**AIM OF THE EXERCISE**
Print every line of the listing below, starting with the line that holds "PR #1133, opened 2019-08-21" and going on through the line that holds "-540,6 +540,17 @@", both included, and print nothing else.

RECORDED DATA Start Marker

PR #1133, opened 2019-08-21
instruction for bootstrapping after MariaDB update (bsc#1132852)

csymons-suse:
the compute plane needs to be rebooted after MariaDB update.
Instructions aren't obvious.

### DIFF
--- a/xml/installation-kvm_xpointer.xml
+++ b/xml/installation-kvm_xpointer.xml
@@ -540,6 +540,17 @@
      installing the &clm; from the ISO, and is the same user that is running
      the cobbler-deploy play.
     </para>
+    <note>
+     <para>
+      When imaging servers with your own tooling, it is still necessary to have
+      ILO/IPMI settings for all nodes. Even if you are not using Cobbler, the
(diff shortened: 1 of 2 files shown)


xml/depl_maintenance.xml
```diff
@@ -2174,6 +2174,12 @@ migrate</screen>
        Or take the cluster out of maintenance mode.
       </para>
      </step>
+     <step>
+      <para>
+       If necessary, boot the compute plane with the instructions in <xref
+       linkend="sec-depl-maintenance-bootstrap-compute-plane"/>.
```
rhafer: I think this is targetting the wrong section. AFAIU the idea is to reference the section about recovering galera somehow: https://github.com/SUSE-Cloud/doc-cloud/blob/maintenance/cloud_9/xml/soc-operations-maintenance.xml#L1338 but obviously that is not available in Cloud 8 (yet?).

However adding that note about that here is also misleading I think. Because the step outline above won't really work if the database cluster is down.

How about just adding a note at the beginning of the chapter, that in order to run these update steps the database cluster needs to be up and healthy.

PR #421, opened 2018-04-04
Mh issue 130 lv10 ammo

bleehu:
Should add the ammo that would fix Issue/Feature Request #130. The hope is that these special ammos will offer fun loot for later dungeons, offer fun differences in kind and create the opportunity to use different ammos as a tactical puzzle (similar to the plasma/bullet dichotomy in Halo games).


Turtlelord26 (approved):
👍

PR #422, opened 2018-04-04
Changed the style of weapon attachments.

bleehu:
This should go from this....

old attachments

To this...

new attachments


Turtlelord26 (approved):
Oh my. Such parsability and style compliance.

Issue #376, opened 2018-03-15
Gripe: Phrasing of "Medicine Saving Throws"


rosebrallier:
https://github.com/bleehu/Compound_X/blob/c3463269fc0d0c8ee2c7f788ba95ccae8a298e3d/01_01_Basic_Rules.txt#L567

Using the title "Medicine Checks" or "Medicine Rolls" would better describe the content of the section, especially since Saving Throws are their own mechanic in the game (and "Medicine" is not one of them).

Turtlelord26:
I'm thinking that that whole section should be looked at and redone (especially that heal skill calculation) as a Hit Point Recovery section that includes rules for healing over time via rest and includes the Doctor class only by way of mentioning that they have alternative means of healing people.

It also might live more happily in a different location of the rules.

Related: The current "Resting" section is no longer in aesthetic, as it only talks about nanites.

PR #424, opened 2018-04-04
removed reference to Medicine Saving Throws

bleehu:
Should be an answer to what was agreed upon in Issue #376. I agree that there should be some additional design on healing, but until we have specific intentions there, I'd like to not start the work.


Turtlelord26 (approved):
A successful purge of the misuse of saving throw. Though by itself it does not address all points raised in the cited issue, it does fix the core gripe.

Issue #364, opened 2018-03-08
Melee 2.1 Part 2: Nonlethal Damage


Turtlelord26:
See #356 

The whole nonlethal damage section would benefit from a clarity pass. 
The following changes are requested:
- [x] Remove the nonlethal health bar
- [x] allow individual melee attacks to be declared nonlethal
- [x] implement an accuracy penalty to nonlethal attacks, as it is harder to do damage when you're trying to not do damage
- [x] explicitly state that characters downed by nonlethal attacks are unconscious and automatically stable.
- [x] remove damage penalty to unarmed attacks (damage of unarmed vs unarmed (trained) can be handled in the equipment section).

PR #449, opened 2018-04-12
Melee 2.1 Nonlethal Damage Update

RECORDED DATA End Marker
RECORDED DATA Start Marker

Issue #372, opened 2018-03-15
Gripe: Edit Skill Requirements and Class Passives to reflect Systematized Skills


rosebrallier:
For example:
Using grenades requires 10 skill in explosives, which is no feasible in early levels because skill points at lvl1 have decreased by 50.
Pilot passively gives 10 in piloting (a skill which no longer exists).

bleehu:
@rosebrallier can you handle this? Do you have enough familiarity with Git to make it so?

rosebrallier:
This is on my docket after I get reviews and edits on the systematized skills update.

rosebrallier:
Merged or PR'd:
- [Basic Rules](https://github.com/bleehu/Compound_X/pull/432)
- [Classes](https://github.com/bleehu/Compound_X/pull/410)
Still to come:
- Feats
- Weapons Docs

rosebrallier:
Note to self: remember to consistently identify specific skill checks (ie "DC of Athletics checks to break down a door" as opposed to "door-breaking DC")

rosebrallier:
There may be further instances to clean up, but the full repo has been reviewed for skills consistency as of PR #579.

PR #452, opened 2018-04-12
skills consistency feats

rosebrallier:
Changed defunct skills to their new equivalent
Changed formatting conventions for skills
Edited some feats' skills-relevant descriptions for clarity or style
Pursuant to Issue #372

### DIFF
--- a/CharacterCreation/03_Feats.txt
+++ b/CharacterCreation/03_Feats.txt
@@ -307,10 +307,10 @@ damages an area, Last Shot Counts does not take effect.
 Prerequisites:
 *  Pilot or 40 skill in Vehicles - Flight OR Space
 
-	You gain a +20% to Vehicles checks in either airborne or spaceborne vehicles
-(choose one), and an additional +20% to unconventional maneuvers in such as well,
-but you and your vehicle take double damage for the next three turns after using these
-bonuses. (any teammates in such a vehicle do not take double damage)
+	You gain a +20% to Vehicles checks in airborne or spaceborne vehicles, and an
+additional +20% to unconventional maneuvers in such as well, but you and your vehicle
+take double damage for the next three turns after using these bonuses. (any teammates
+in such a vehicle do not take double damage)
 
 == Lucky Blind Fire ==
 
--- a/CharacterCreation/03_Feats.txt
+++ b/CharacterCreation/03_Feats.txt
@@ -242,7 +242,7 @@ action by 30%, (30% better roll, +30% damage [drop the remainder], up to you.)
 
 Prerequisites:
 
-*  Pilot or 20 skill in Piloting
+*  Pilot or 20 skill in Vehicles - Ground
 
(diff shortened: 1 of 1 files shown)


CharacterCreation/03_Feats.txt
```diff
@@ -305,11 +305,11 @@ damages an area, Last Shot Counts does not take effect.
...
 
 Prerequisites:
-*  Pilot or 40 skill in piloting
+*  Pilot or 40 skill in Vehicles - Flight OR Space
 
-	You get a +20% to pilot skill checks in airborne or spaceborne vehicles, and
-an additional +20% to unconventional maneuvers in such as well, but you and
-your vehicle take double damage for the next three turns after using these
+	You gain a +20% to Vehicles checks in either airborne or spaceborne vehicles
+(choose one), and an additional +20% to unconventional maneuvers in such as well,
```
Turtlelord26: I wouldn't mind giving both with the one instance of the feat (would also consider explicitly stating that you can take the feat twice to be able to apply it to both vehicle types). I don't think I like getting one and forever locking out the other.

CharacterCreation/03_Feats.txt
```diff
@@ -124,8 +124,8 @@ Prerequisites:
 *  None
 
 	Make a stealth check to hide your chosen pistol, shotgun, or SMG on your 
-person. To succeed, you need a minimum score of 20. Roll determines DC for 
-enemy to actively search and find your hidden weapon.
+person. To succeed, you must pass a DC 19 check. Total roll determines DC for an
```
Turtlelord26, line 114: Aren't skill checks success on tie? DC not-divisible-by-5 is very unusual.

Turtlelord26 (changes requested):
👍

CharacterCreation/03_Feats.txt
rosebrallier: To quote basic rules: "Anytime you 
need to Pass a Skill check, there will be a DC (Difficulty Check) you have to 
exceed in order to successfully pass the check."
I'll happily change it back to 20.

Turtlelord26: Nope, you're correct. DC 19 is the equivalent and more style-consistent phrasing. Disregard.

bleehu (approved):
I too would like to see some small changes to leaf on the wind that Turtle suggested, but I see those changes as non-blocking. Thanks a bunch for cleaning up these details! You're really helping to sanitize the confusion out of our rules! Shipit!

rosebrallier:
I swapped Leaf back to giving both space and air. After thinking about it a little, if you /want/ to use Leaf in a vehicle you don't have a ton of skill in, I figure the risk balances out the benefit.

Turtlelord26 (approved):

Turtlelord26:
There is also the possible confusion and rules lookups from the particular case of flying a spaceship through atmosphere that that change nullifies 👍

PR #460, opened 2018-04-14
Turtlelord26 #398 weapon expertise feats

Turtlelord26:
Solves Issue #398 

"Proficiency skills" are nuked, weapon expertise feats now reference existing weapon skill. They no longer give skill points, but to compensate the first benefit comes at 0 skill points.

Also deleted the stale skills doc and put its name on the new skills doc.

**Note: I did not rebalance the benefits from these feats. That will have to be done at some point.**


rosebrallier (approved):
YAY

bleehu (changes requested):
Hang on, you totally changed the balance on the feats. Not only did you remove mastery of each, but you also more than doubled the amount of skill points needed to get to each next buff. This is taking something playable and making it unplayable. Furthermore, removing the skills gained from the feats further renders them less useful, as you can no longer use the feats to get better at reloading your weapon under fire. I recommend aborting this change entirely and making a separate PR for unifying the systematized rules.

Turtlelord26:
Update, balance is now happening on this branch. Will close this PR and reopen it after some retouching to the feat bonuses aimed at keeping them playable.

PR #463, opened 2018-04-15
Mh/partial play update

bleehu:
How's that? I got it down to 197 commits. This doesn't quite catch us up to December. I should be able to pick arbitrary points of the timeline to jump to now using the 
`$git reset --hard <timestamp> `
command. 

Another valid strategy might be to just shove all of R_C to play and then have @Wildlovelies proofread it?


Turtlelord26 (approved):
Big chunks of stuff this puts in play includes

RECORDED DATA End Marker

**TASK RESULT**
PR #1133, opened 2019-08-21
instruction for bootstrapping after MariaDB update (bsc#1132852)

csymons-suse:
the compute plane needs to be rebooted after MariaDB update.
Instructions aren't obvious.

### DIFF
--- a/xml/installation-kvm_xpointer.xml
+++ b/xml/installation-kvm_xpointer.xml
@@ -540,6 +540,17 @@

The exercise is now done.